Why: Demand the end to a mining practice that is destroying communities and an end to government inaction.  Mountaintop removal is a high-technology mining technique that has reduced employment in Appalachia and endangered the health and safety of mountain communities.  Numerous studies have shown clear links between the technique and cardiovascular disease, birth defects, cancer, and other illnesses.  Junior Walk, a native of southern West Virginia’s Coal River Valley who has experienced first-hand the health impacts of growing up with polluted water, says,  “King Coal is feeling the pressure like never before, and that means this is the most important time to ramp up resistance.  Now is when we decide if we let the coal industry strip it all before deserting Appalachia or if we send them packing while we still have mountains.”

RAMPS Media: Pro-Mountain Activists Board Coal Barge & Blockade Kayford Strip Mine Haul Road

Pro-mountain activists board coal barge and blockade Kayford strip mine
haul road

FOR IMMEDIATE RELEASE

Thursday, May 24, 2012

Contact: Robert Livingston 304.731.1740
http://action.mountainjustice.org

KAYFORD, W.Va. –Mountain Justice and RAMPS activists blocked coal 
transport in two locations Thursday morning. Five boarded a barge 
on the Kanawha River near Chelyan, with a large banner that
read “Coal leaves, cancer stays,” and locked their bodies to the barge. At
the same time, dozens of concerned citizens obstructed access to the haul
road on Kayford Mountain, stopping coal trucks from entering or
leaving the Republic Energy mine.

“These actions against coal transport were taken because the viability and
health of mountain communities are being destroyed by mountaintop
removal—the coal and the profits are shipped away, leaving disease and
destruction in their wake,” Rebecca Loeb, one of the people on the barge
said.

According to Nathan Joseph, another activist on the barge, the struggle
against mountaintop removal in Appalachia is linked to the struggles of
other fossil fuel extraction communities across North America and the world.

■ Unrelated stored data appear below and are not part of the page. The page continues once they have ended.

PR #271, opened 2024-07-26
Clintox dataset example

kshitij-v-mehta:


examples/clintox/clintox.json
```diff
@@ -0,0 +1,59 @@
...
+            200
+          ]
+        }
+      },
+      "task_weights": [
+        1
+      ]
+    },
+    "Variables_of_interest": {
+      "input_node_features": [
```
allaffa, line 27: Running the code in debug mode, may you check what is the shape of the tensor `data.x`? For this problem, `data.x` should have only one column. 
If this is the case, then we should use
```
"input_node_features": [
  0
  ],
```

examples/clintox/clintox.json
```diff
@@ -0,0 +1,59 @@
...
+        8,
+        9,
+        10,
+        11
+      ],
+      "output_index": [
+        0
+      ],
+      "type": [
+        "graph"
```
allaffa, line 45: I think it is correct to use only one head to make graph-level predictions.
However, it seems like the predictions require performing a binary classification problem. 
Currently, HydraGNN is set up to perform only regression model. 
To adapt the code for classification, changes are minor, but need to be made. Namely:

- use sigmoid as activation function at the last layer
- use binary cross entropy as loss function for training, validation, and testing

allaffa (commented):
A few comments. Let's discuss it.

kshitij-v-mehta:
Closing this PR, as #272 replaces it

“The coal industry's continued disregard for the well-being of Appalachian
communities is connected to the struggles of other North American
extraction communities. Strip mining tar sands for
low-quality oil, fracking for dirty gas and deep sea oil drilling are signs we are scraping the bottom of the barrel. The extraction,
transport, processing and combustion of these fuels all disproportionately impact low-income communities, indigenous communities,and communities of color,” Joseph said.

According to a
study co-authored by Dr. Michael Hendrix in 2011, a researcher at West Virginia
University, “Self-reported cancer rates were significantly higher in the
mining versus the non-mining area after control for respondent age, sex,
smoking, occupational history, and family cancer history (odds ratio =
2.03, 95% confidence interval = 1.32–3.13). Mountaintop mining is linked to
increased community cancer risk.” The study's researchers collected data from 773 adults in door-to-door
interviews.

As people in West Virginia see the lack of opportunities, they often leave
the area to pursue a future elsewhere. Larry Gibson, of Kayford said, “Our
biggest export in this state besides coal is our young people.”

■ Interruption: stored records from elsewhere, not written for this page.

PR #278, opened 2024-09-06
Energy forces

RylieWeaver:
@allaffa Let me know what you think of this PR for energy and force computation. It should follow exactly what we discussed before. Some notable things:

(1) It requires data.energy and data.forces to exist and be named this way
(2) It balances force and energy prediction weighting implicitly, since we aren't able to pass multiple weights in single-task learning
(3) Compute forces is an argument to be specified in the json within "Training".
      - If specified, it throws errors for anything other than nodal single task learning, as well as any model that doesn't
         use positional information for prediction


allaffa (commented):
@RylieWeaver 
This is exactly what we discussed and looks awesome. 
Have you tried it with Lenndard Jones to make sure that it is compatible?

RylieWeaver:
@allaffa 

Awesome, thanks.

I was able to get it to work with Lennard Jones after some small changes to LJ's dataset creation and inference. For example, we now have `data.energy` and`'data.forces` instead of `data.y` and `data.forces_pre_scaled`. A next step could be updating the LennardJones example to that.

Do not merge it yet, because I am resolving any issues with the GitHub tests, but will let you know when they are passed.

allaffa:
> @allaffa 
> 
> 
> 
> Awesome, thanks.
> 
> 
> 
> I was able to get it to work with Lennard Jones after some small changes to LJ's dataset creation and inference. For example, we now have `data.energy` and`'data.forces` instead of `data.y` and `data.forces_pre_scaled`. A next step could be updating the LennardJones example to that.
> 
> 
> 
> Do not merge it yet, because I am resolving any issues with the GitHub tests, but will let you know when they are passed.
> 
> 
> 
> 

@RylieWeaver 
As long as the CI tests do not pass, I would not be allowed to merge this PR anyway. We have explicitly forbidden this option in the settings of the GitHub repository.

allaffa:
@RylieWeaver 

I think it would be good to also include a mew test that the CI workflow must execute where we check this capability to make sure that future changes in the code do not break it

RylieWeaver:
> @RylieWeaver As long as the CI tests do not pass, I would not be allowed to merge this PR anyway. We have explicitly forbidden this option in the settings of the GitHub repository.

Ok, that's good.

RylieWeaver:
> @RylieWeaver
> 
> I think it would be good to also include a mew test that the CI workflow must execute where we check this capability to make sure that future changes in the code do not break it

Ok, I can include this. Any model that includes positional information should be able to predict forces in this method. Should we use that list for the testing?

RylieWeaver:
@allaffa I believe I'll need to create a new dataset inside `hydragnn/serialized_dataset` for this testing, so that data.forces and data.energy are available. It seems like most of the other data is generated randomly from [0.0, 0.5, 1.0].

Is this correct and is random generation is fine for the forces/energy as well?

allaffa:
> @allaffa I believe I'll need to create a new dataset inside `hydragnn/serialized_dataset` for this testing, so that data.forces and data.energy are available. It seems like most of the other data is generated randomly from [0.0, 0.5, 1.0].
> 
> 
> 
> Is this correct and is random generation is fine for the forces/energy as well?

@RylieWeaver 
I have an idea that I would like to run by you. 
What about adding a frozen version of the LJ code as an additional example, where the example first generates the data, saves it into files, and then uses it for training? We don't need to generate many data samples and traing it fully. We just need to make sure that the training kicks off correctly without errors.

RylieWeaver:
> > @allaffa I believe I'll need to create a new dataset inside `hydragnn/serialized_dataset` for this testing, so that data.forces and data.energy are available. It seems like most of the other data is generated randomly from [0.0, 0.5, 1.0].
> > Is this correct and is random generation is fine for the forces/energy as well?
> 
> @RylieWeaver I have an idea that I would like to run by you. What about adding a frozen version of the LJ code as an additional example, where the example first generates the data, saves it into files, and then uses it for training? We don't need to generate many data samples and traing it fully. We just need to make sure that the training kicks off correctly without errors.

@allaffa Yeah, I think this will be good to add LJ to the main branch. Would you be free to hammer out the specifics? Your calendar seems booked. If not, that's fine to hash out here what this will look like:

(1) So, what I think you're saying is to transfer the whole LJ example to the `hydragnn/examples` directory, including dataset creation, train.py, and json files. This will pull from both your fork and `PyTorch_interatomic_potentials`. It should be able to run similar to the qm9 example,  where `____.py` will detect if there is data and generate it if not. 
(2) Then, would the `examples/LJ` dataset be simply copy-pasted over to `hydragnn/serialized_dataset` to use for examples, or is that unrelated? It would be 500 data points in line with the other examples

hydragnn/models/DIMEStack.py
```diff
@@ -101,7 +101,7 @@ def get_conv(self, input_dim, output_dim):
             out_emb_channels=self.out_emb_size,
             out_channels=output_dim,
             num_layers=1,
-            act=SiLU(),
+            act=Sigmoid(),  # Sigmoid instead of SiLU here promotes stability when we have a linear decoder at the start of convolution (especially for random data examples in test_graphs.py)
```
allaffa, line 104: Is this really necessary?

examples/LennardJones/Forces_Scatterplot.png
allaffa, line 1: @RylieWeaver 
No pictures

examples/LennardJones/LJ_vlad_atomic_forces.json
allaffa, line 1: @RylieWeaver 
Do you need this file?

examples/LennardJones/LJ_multitask.json
allaffa, line 1: @RylieWeaver 
Do you need this file?

examples/LennardJones/LJ_vlad_total_energy.json
allaffa, line 1: @RylieWeaver 
Do you need this file?

examples/LennardJones/train_vlad_atomic_forces.py
allaffa, line 1: @RylieWeaver 
Do you need this file?

examples/LennardJones/train_vlad_total_energy.py
allaffa, line 1: @RylieWeaver 
Do you need this file?

allaffa (changes requested):

examples/LennardJones/train_vlad_total_energy.py
RylieWeaver: @allaffa No, there are a lot of things that I don't think are necessary here, but I wanted to ask before taking out. Does it sound good to take out all the `Vlad` files?

examples/LennardJones/graph_utils.py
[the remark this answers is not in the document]
RylieWeaver: @allaffa Thanks, I'll look into that.

examples/LennardJones/Forces_Scatterplot.png
RylieWeaver: @allaffa sounds good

Marilyn Mullens of Coolridge, W.Va., said “Clean water and air is a human
right. My electricity is not worth my human rights being violated–I’ll live
with the lights off. I want my children and grandchildren to enjoy the
beauty of West Virginia. We’re tired of the corporations lording over us,
and no one is hearing our voices, so it’s time to take it further than
talking.” Mullens is an organizer of Women United to End Mountaintop
Removal, a May 28 event, in which women will shave their heads in front of
the W.Va. Capitol in protest of mountaintop removal.

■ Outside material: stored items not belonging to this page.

Issue #466, opened 2021-11-18
Ver 2.5.4-gui on Win 10: unable to change password of PKCS#12 certificate


BlackBeretEH:
Hi, 

When I've tried to change certificat password through OpenVPN GUI, it failed with error below (see screenshot).
I've reinstalled previous version and it's works, so it seems to be related to 2.5.4 version. 

![Clipboard - 17 novembre 2021 10_34](https://user-images.githubusercontent.com/86951328/142409758-cc7df74c-44af-4aa4-93b0-1e8f6aece7c3.png)

Have a nice day !

lstipakov:
Thanks for reporting this. The fix will be in the next release.

Here is the binary with the fix you might want to try: https://github.com/OpenVPN/openvpn-gui/suites/4395661066/artifacts/115917818

BlackBeretEH:
> Thanks for reporting this. The fix will be in the next release.
> 
> Here is the binary with the fix you might want to try: https://github.com/OpenVPN/openvpn-gui/suites/4395661066/artifacts/115917818

Thanks for the support !

PR #467, opened 2021-11-18
Fix broken "change password" functionality

lstipakov:
When we link with natively-built OpenSSL .DLLs
(not cross compiled with MinGW), we are expected to include
applink.c, which provides glue between OpenSSL BIO layer
and compiler run-time. This doesn't apply to ARM64.

Failure to do that results in "no OPENSSL_Applink" fatal error
during password change.

See the corresponding fix in openvpn2:

https://sourceforge.net/p/openvpn/mailman/message/37361982/

### DIFF
--- a/passphrase.c
+++ b/passphrase.c
@@ -28,6 +28,11 @@
 #include <openssl/pem.h>
 #include <openssl/err.h>
 #include <openssl/pkcs12.h>
+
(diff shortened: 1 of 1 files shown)


lstipakov:
This fixes https://github.com/OpenVPN/openvpn-gui/issues/466

selvanair (approved):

“For the past 150 years the coal industry has been pillaging this place and
taking everything, leaving nothing but death and destruction in their wake.
I am personally very thankful to these young folks who ain't from around
here necessarily who decided to put their freedom and bodies on the line to
stop this vicious cycle, even if it is just for one day,” Junior Walk of XX
said, “I would love to see some of my native West Virginia brothers and
sisters stand up and tell this industry they can't do this anymore.”